PR #2210, opened 2018-06-01
Remove height=12in from facetgrid example plots.

### LINKED ISSUE #2208: Poorly stretched plots in plotting docs with latest sphinx-rtd-theme
This is now showing up on ReadTheDocs:
http://xarray.pydata.org/en/latest/plotting.html#facetgrid-objects

Example:
screen shot 2018-06-01 at 8 45 06 am

dcherian:
- [x] Closes #2208  (remove if there is no corresponding issue, which should only be the case for minor changes)

This fixes it for me locally. The height was forced to be 12in, while width is 100%. 

I'm not sure why this was added in the first place.

### DIFF
--- a/doc/plotting.rst
+++ b/doc/plotting.rst
@@ -436,7 +436,7 @@ arguments to the xarray plotting methods/functions. This returns a
 
 .. ipython:: python
 
-    @savefig plot_facet_dataarray.png height=12in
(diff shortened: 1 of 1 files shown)


shoyer:
Thanks!

I think that was just an arbitrary choice to shrink the size of some plot images, which apparently broke with the latest RTD style.

PR #2222, opened 2018-06-09
implement interp_like

### LINKED ISSUE #2218: interp_like
Just as a reminder of the remaining extension of #2104 .

We might add `interp_like` that behaves like `reindex_like` but using `interp()`.

fujiisoup:
- [x] Closes #2218
 - [x] Tests added
 - [x] Tests passed
 - [x] Fully documented, including `whats-new.rst` for all changes and `api.rst` for new API.

This adds `interp_like`, that behaves like `reindex_like` but using interpolation.

### DIFF
--- a/xarray/core/dataarray.py
+++ b/xarray/core/dataarray.py
@@ -951,6 +951,52 @@ class DataArray(AbstractArray, DataWithCoords):
             **coords_kwargs)
         return self._from_temp_dataset(ds)
 
+    def interp_like(self, other, method='linear', assume_sorted=False,
+                    kwargs={}):
+        """Interpolate this object onto the coordinates of another object,
+        filling out of range values with NaN.
+
+        Parameters
+        ----------
+        other : Dataset or DataArray
+            Object with an 'indexes' attribute giving a mapping from dimension
+            names to an 1d array-like, which provides coordinates upon
+            which to index the variables in this dataset.
+        method: string, optional.
+            {'linear', 'nearest'} for multidimensional array,
+            {'linear', 'nearest', 'zero', 'slinear', 'quadratic', 'cubic'}
+            for 1-dimensional array. 'linear' is used by default.
+        assume_sorted: boolean, optional
+            If False, values of coordinates that are interpolated over can be
+            in any order and they are sorted first. If True, interpolated
+            coordinates are assumed to be an array of monotonically increasing
+            values.
+        kwargs: dictionary, optional
+            Additional keyword passed to scipy's interpolator.
+
+        Returns
+        -------
+        interpolated: xr.DataArray
+            Another dataarray by interpolating this dataarray's data along the
+            coordinates of the other object.
+
+        Note
+        ----
+        scipy is required.
+
+        See Also
+        --------
+        DataArray.interp
+        DataArray.reindex_like
+        """
+        if self.dtype.kind not in 'uifc':
+            raise TypeError('interp only works for a numeric type array. '
+                            'Given {}.'.format(self.dtype))
+
+        ds = self._to_temp_dataset().interp_like(
+            other, method=method, kwargs=kwargs, assume_sorted=assume_sorted)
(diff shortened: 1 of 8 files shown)


fujiisoup:
Slightly wondering the case when an object has non-numeric dimensions.
The current implementation raises TypeError, even when the target destination is just a subset of the current one.

shoyer:
> Slightly wondering the case when an object has non-numeric dimensions.
The current implementation raises TypeError, even when the target destination is just a subset of the current one.

Do you have an example?

It might make sense to interpolate on numeric dimensions, and directly reindex on non-numeric dimensions.

fujiisoup:
> Do you have an example?

We raise a TypeError in the following example, because the dataset has datetime-type dimension.

```python
In [3]: ds = xr.tutorial.load_dataset('air_temperature')

In [4]: ds
Out[4]: 
<xarray.Dataset>
Coordinates:
  * time     (time) datetime64[ns] 2013-01-01 2013-01-01T06:00:00 ...
Data variables:
    air      (time, lat, lon) float32 241.2 242.5 243.5 244.0 244.09999 ...
Attributes:
    Conventions:  COARDS
    platform:     Model

In [5]: ds.interp_like(ds.isel(lat=[0, 1, 2]))  # -> TypeError
```

> It might make sense to interpolate on numeric dimensions, and directly reindex on non-numeric dimensions.

I agree for the object type dimension, such as string, reindex is be appropriate and users might expect it.
But for datetime dimension, I think users expect the interpolation rather than reindexing.

xarray/core/dataset.py
```diff
@@ -1893,6 +1893,58 @@ def maybe_variable(obj, k):
...
+        numeric_coords = OrderedDict()
+        object_coords = OrderedDict()
+        for k, v in coords.items():
+            if v.dtype.kind in 'uifcMm':
+                numeric_coords[k] = v
+            else:
+                object_coords[k] = v
+        # We do not support interpolation along object coordinate.
+        # reindex instead.
+        ds = self.reindex(object_coords)
```
shoyer: Reindexing makes a copy of the dataset, so let's only do this if there are object coordinates.

xarray/core/missing.py
```diff
@@ -395,6 +395,24 @@ def _localize(var, indexes_coords):
...
+    x = list(x)
+    new_x = list(new_x)
+    for i in range(len(x)):
+        if x[i].dtype.kind in 'Mm':
+            # Scipy cast np.float_ for coordinate, but 64bit float is not
+            # sufficient for datetime64 (uses 64bit integer).
+            # We assumes x - min(x) can be well presented by 64bit float.
+            xmin = np.min(x[i])
+            x[i] = (x[i] - xmin).astype(np.float_)
+            new_x[i] = (new_x[i] - xmin).astype(float)
```
shoyer: Can we use the same `astype(np.float64)` on both these lines?

xarray/tests/test_interp.py
```diff
@@ -1,6 +1,7 @@
 from __future__ import absolute_import, division, print_function
 
 import numpy as np
+import pandas as pd
```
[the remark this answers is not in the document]
shoyer: looks like we can remove this?

xarray/core/dataarray.py
```diff
@@ -951,6 +951,52 @@ def interp(self, coords=None, method='linear', assume_sorted=False,
             **coords_kwargs)
         return self._from_temp_dataset(ds)
 
+    def interp_like(self, other, method='linear', assume_sorted=False,
+                    kwargs={}):
+        """Interpolate this object onto the coordinates of another object,
+        filling out of range values with NaN.
+
```
shoyer: Can we add a note that if there are coordinates with object dtype, these are reindexed instead, not interpolated?

fujiisoup:
Thanks for the review :) merged.

PR #2229, opened 2018-06-13
Bugfix for faceting line plots.

### LINKED ISSUE #2239: Error in docs/plottings
There is an error on rtd.
http://xarray.pydata.org/en/stable/plotting.html#id4

dcherian:
Closes #2239 

Fixes a broken doc image: http://xarray.pydata.org/en/stable/plotting.html#id4

The tests passed previously because there was no metadata associated with the test DataArray. I've assigned some now, that should be good enough.

### DIFF
--- a/xarray/plot/facetgrid.py
+++ b/xarray/plot/facetgrid.py
@@ -297,10 +297,12 @@ class FacetGrid(object):
             darray=self.data.loc[self.name_dicts.flat[0]],
             x=x, y=y, hue=hue)
 
+        self._hue_var = hueplt
+        self._hue_label = huelabel
         self._finalize_grid(xlabel, ylabel)
 
         if add_legend and hueplt is not None and huelabel is not None:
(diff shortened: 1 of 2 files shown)


xarray/plot/facetgrid.py
```diff
@@ -314,10 +314,10 @@ def _finalize_grid(self, *axlabels):
             if namedict is None:
                 ax.set_visible(False)
 
-    def add_line_legend(self, huelabel):
+    def _add_line_legend(self, hueplt, huelabel):
```
shoyer: Do we want this method to be private? Or maybe call it just `add_legend` for consistency with `add_colorbar` and seaborn?

dcherian: I made it private because it wasn't usable without giving it data. Fixed that now.

dcherian:
The failing test is the one documented in #2238

PR #2236, opened 2018-06-18
Refactor nanops

### LINKED ISSUE #2230: Inconsistency between Sum of NA's and Mean of NA's: resampling gives 0 or 'NA'
#### Problem description

For datamining with xarray there is always the following issue with the resampling-method.  
If i resample e.g. a daily timeseries over one month and if the data are 'NA' at each day, I get zero as a result. That is annoying considering a timeseries of precipitation. **It is definitely a difference if the monthly precipitation is zero for one month (each day zero precipitation) or the monthly precipitation was not measured due to problems with the device (each day NA)** 

#### Data example

I have a dataset with hourly values for 5 month 'fcut'.
```python
<xarray.Dataset>
Dimensions:       (bnds: 2, time: 3672)
Coordinates:
    rlon          float32 22.06
    rlat          float32 5.06
  * time          (time) datetime64[ns] 2006-05-01 2006-05-01T01:00:00 ...
Dimensions without coordinates: bnds
Data variables:
    rotated_pole  int32 1
    time_bnds     (time, bnds) float64 1.304e+07 1.305e+07 1.305e+07 ...
    TOT_PREC      (time) float64 nan nan nan nan nan nan nan nan nan nan nan ...
Attributes:
```
Doing a resample process gives only zero values for each month.

```
In [10]: fcut.resample(dim='time',freq='M',how='sum')
Out[10]: 
<xarray.Dataset>
Dimensions:       (bnds: 2, time: 5)
Coordinates:
  * time          (time) datetime64[ns] 2006-05-31 2006-06-30 2006-07-31 ...
Dimensions without coordinates: bnds
Data variables:
    rotated_pole  (time) int64 1 1 1 1 1
    time_bnds     (time, bnds) float64 1.07e+10 1.07e+10 1.225e+10 1.225e+10 ...
    TOT_PREC      (time) float64 0.0 0.0 0.0 0.0 0.0
```
**But I expect to have NA for each month, as it is the case for the operator 'mean'**

I know that there is an ongoing discussion about that topic (see for example  https://github.com/pandas-dev/pandas/issues/9422).

For earth science it would be nice to have an option telling xarray what to do in case of a sum over values being all NA. Do you see a chance to have a fast fix for that issue in the model code?

fujiisoup:
- [x] Closes #2230
 - [x] Tests added
 - [x] Tests passed

In #2230, the addition of `min_count` keywords for our reduction methods was discussed, but 
our `duck_array_ops` module is becoming messy (mainly due to nan-aggregation methods for dask, bottleneck and numpy) and it looks a little hard to maintain them.

I tried to refactor them by moving nan-aggregation methods to `nanops` module.

I think I still need to take care of more edge cases, but I appreciate any comment for the current implementation.

Note:
In my implementation, **bottleneck is not used when `skipna=False`**.
bottleneck would be advantageous when `skipna=True` as numpy needs to copy the entire array once, but I think numpy's method is still OK if `skipna=False`.


xarray/tests/test_variable.py
```diff
@@ -1508,8 +1508,8 @@ def test_reduce_funcs(self):
         assert_identical(v.all(dim='x'), Variable([], False))
 
         v = Variable('t', pd.date_range('2000-01-01', periods=3))
-        with pytest.raises(NotImplementedError):
-            v.argmax(skipna=True)
```
fujiisoup: Does anyone remember why we did not implement `nanargmax` for `pd.date_range`? It looks `np.nanargmax` takes care of this dtype.

shoyer:
Very nice!

> In my implementation, bottleneck is not used when skipna=False.
bottleneck would be advantageous when skipna=True as numpy needs to copy the entire array once, but I think numpy's method is still OK if skipna=False.

I think this is correct -- bottleneck does not speed up non-NaN skipping functions.

xarray/core/duck_array_ops.py
```diff
@@ -296,76 +223,65 @@ def f(values, axis=None, skipna=None, **kwargs):
...
-                    assert using_numpy_nan_func
-                    msg = ('%s is not available with skipna=False with the '
-                           'installed version of numpy; upgrade to numpy 1.12 '
-                           'or newer to use skipna=True or skipna=None' % name)
-                raise NotImplementedError(msg)
-    f.numeric_only = numeric_only
+            if dtype is None:
+                func = _dask_or_eager_func(name)
+            else:
+                func = getattr(np_module, name)
```
shoyer: This looks a little dangerous -- it could silently convert a dask array into a NumPy array. Can we raise an error instead?

xarray/core/nanops.py
```diff
@@ -0,0 +1,278 @@
...
+        # object arrays do not support `isnan` (gh-9009), so make a guess
+        mask = a != a
+    elif issubclass(a.dtype.type, np.inexact):
+        mask = np.isnan(a)
+    else:
+        mask = None
+
+    if mask is not None:
+        if isinstance(a, dask_array_type):
+            return dask_array.where(mask, val, a), mask
```
shoyer: This is a little surprising to me. I would rather use `duck_array_ops.where()` here than use explicit type checks.

Likewise, instead of logic above for `mask`, use `duck_array_ops.isnull()`

xarray/core/duck_array_ops.py
fujiisoup: It looks a kind of holdover.
Removed.

xarray/core/nanops.py
fujiisoup: Done.

fujiisoup:
> I think it would make sense to restructure this a little bit to have two well defined layers:

> A module of bottleneck/numpy functions that act on numpy arrays only.
> A module of functions that act on numpy or dask arrays (or these could be moved into duck_array_ops).

Could you explain more detail about this idea?

shoyer:
>> A module of bottleneck/numpy functions that act on numpy arrays only.
>>A module of functions that act on numpy or dask arrays (or these could be moved into duck_array_ops).

> Could you explain more detail about this idea?

OK, let me try:

1. On numpy arrays, we use bottleneck eqiuvalents of numpy functions when possible because bottleneck is faster than numpy
2. On dask arrays, we use dask equivalents of numpy functions.
3. We also want to add some extra features on top of what numpy/dask/bottleneck provide, e.g., handling of `min_count`

We could implement this with:
- `nputils.nansum()` is equivalent to `numpy.nansum()` but uses `bottleneck.nansum()` internally instead when possible.
- `duck_array_ops.nansum()` uses `numpy_nansum()` or `dask.array.nansum()`, based upon the type of the inputs.
- `duck_array_ops.sum()` uses `numpy.sum()` or `dask.array.sum()`, based upon the type of the inputs.
- `duck_array_ops.sum_with_mincount()` adds `mincount` and `skipna` support and is used in the `Dataset.sum()` implementation. Its is written using `duck_array_ops.nansum()`, `duck_array_ops.sum()`, `duck_array_ops.where()` and `duck_array_ops.isnull()`.

rpnaut:
Hello from me hopefully contributing some needfull things.

At first, I would like to comment that I checked out your code.

I ran the following code example:
``

rpnaut:
!!!!!!!!!!!!!!!!!!!!!!!!!!!!!!!!!!!!!!!!!!!!!!!!!!!!!!!!!!!!IT SEEMS TO BE A BUG!!!!!!!!!!!!!!!!!!!!!!!!!!!!!!!!!!!!!!!!!!!!!!!!!!!!!!!!

If I do the resample process using the old nomenclature:
` data_aggreg = data["TOT_PREC"].resample(dim="time",how="sum",freq="M") `
it works. 
DO we have a bug in xarray?

rpnaut:
Okay. Using the resample-nomenclature I tried to compare the results with your modified code and with the tagged version 0.10.7. I did not saw any nan's in the resampled fields although I expect to have over water only nan's.

fujiisoup:
@shoyer , thanks for the details. I think I understood your idea.
This sounds a cleaner solution.
I will update the code again, but it will take some more days (or a week).

fujiisoup:
Thanks, @rpnaut .
Actually, I'm changing the code also around `sum`. So it looks my change caused the bug you reported.
I think we do not have a good test coverage around the dataset.reduction.

I will add the test also. Thanks again for the testing :)

fujiisoup:
I think this is ready for another review.

rpnaut:
Thanks, @fujiisoup .

I have good news and i have bad news. Your min_count argument still seems to work only if using the new syntax for resample, i.e. `data.resample($dim=$freq).sum()`

rpnaut:
To wrap it up. Your implementation works for timeseries - data. There is something strange with time-space data, which should be fixed. If this is fixed, it is worth to test in my evaluation environment.
Do you have a feeling, why the new syntax is giving such strange behaviour? Shall we put the bug onto the issue list?

And maybe, it would be interesting to have in the future the min_count argument also available for datasets and not only dataarrays.

fujiisoup:
I noticed `min_count` is working also on `resample`d object.
[Your issue](#2356) might be for the API of `resample`.

fujiisoup:
Can anyone give further review?

xarray/core/nanops.py
```diff
@@ -0,0 +1,211 @@
...
+
+    return result
+
+
+def _nan_argminmax_object(func, fill_value, value, axis=None, **kwargs):
+    """ In house nanargmin, nanargmax for object arrays. Always return integer
+    type """
+    valid_count = count(value, axis=axis)
+    value = fillna(value, fill_value)
+    data = getattr(np, func)(value, axis=axis, **kwargs)
```
shoyer: This function is doing eager evaluation by calling the numpy function -- can we call the dask function instead on dask arrays?

Alternatively, we could make this function error on dask arrays? I just don't want to silently compute them.

xarray/core/nanops.py
```diff
@@ -0,0 +1,211 @@
...
+    # dask seems return non-integer type
```
shoyer: It would be good to file an upstream bug report with dask about this

xarray/core/nanops.py
```diff
@@ -0,0 +1,211 @@
...
+    if isinstance(value, dask_array_type):
+        data = data.astype(int)
+
+    if (valid_count == 0).any():
```
shoyer: This would also evaluate dask arrays, which can be costly. I don't know if there's much to do about this but it should be noted.

xarray/core/nanops.py
```diff
@@ -0,0 +1,211 @@
...
+
+
+def nanmax(a, axis=None, out=None):
+    if a.dtype.kind == 'O':
+        return _nan_minmax_object(
+            'max', dtypes.get_neg_infinity(a.dtype), a, axis)
+
+    if isinstance(a, dask_array_type):
+        return dask_array.nanmax(a, axis=axis)
+    return nputils.nanmax(a, axis=axis)
```
shoyer: Maybe this could be more cleanly written as:
```python
    module = nptuils if isinstance(a, dask_array_type) else dask_array
    return module.nanmin(a, axis=axis)
```

xarray/core/nanops.py
```diff
@@ -0,0 +1,211 @@
...
+        return _nan_argminmax_object('argmin', fill_value, a, axis=axis)
+    a, mask = _replace_nan(a, fill_value)
+    if isinstance(a, dask_array_type):
+        res = dask_array.argmin(a, axis=axis)
+    else:
+        res = np.argmin(a, axis=axis)
+
+    if mask is not None:
+        mask = np.all(mask, axis=axis)
+        if np.any(mask):
```
shoyer: It's more dask friendly to use the`.all()` and `.any()` methods -- that way at least most of the check can be done in parallel, and only a single value (the boolean scalar) gets evaluates.

xarray/tests/test_duck_array_ops.py
```diff
@@ -272,21 +294,29 @@ def test_reduce(dim_num, dtype, dask, func, skipna, aggdim):
...
+
+        # make sure the compatiblility with pandas' results.
         if func == 'var':
             expected = series_reduce(da, func, skipna=skipna, dim=aggdim,
                                      ddof=0)
             assert_allclose(actual, expected, rtol=rtol)
             # also check ddof!=0 case
             actual = getattr(da, func)(skipna=skipna, dim=aggdim, ddof=5)
+            if dask:
+                isinstance(da.data, dask_array_type)
```
shoyer: Needs `assert`?

xarray/tests/test_duck_array_ops.py
```diff
@@ -297,11 +327,14 @@ def test_reduce(dim_num, dtype, dask, func, skipna, aggdim):
...
         if func not in ['max', 'min']:
             actual = getattr(da, func)(skipna=skipna, dim=aggdim, dtype=float)
+            assert_dask_array(actual, dask)
             assert actual.dtype == float
 
         # without nan
         da = construct_dataarray(dim_num, dtype, contains_nan=False, dask=dask)
         actual = getattr(da, func)(skipna=skipna)
+        if dask:
+            isinstance(da.data, dask_array_type)
```
shoyer: also needs `assert`

xarray/tests/test_variable.py
shoyer: nope, no idea! :)

xarray/core/nanops.py
fujiisoup: This looks a misunderstanding or already fixed in upstream.
Removed this line.

fujiisoup:
Thanks, @shoyer.
All done.

doc/whats-new.rst
```diff
@@ -70,6 +70,15 @@ Bug fixes
 
 - Tests can be run in parallel with pytest-xdist
 
+- Follow up the renamings in dask; from dask.ghost to dask.overlap
+  By `Keisuke Fujii <https://github.com/fujiisoup>`_.
+
+  By `Tony Tung <https://github.com/ttung>`_.
```
shoyer: this should reference the line above, not your change here

fujiisoup:
Thanks for the review. Merging.

st-bender:
Hi,
just to let you know that `.std()` does not accept the `ddof` keyword anymore (it worked in 0.10.8)
Should I open a new bugreport?

fujiisoup:
Thanks, @st-bender, for the bug report.
I copied your comment to #2440.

****************************************

### What you will do
Where a line in the entries holds "available", copy that line.

### Finished task
-                    msg = ('%s is not available with skipna=False with the '
And maybe, it would be interesting to have in the future the min_count argument also available for datasets and not only dataarrays.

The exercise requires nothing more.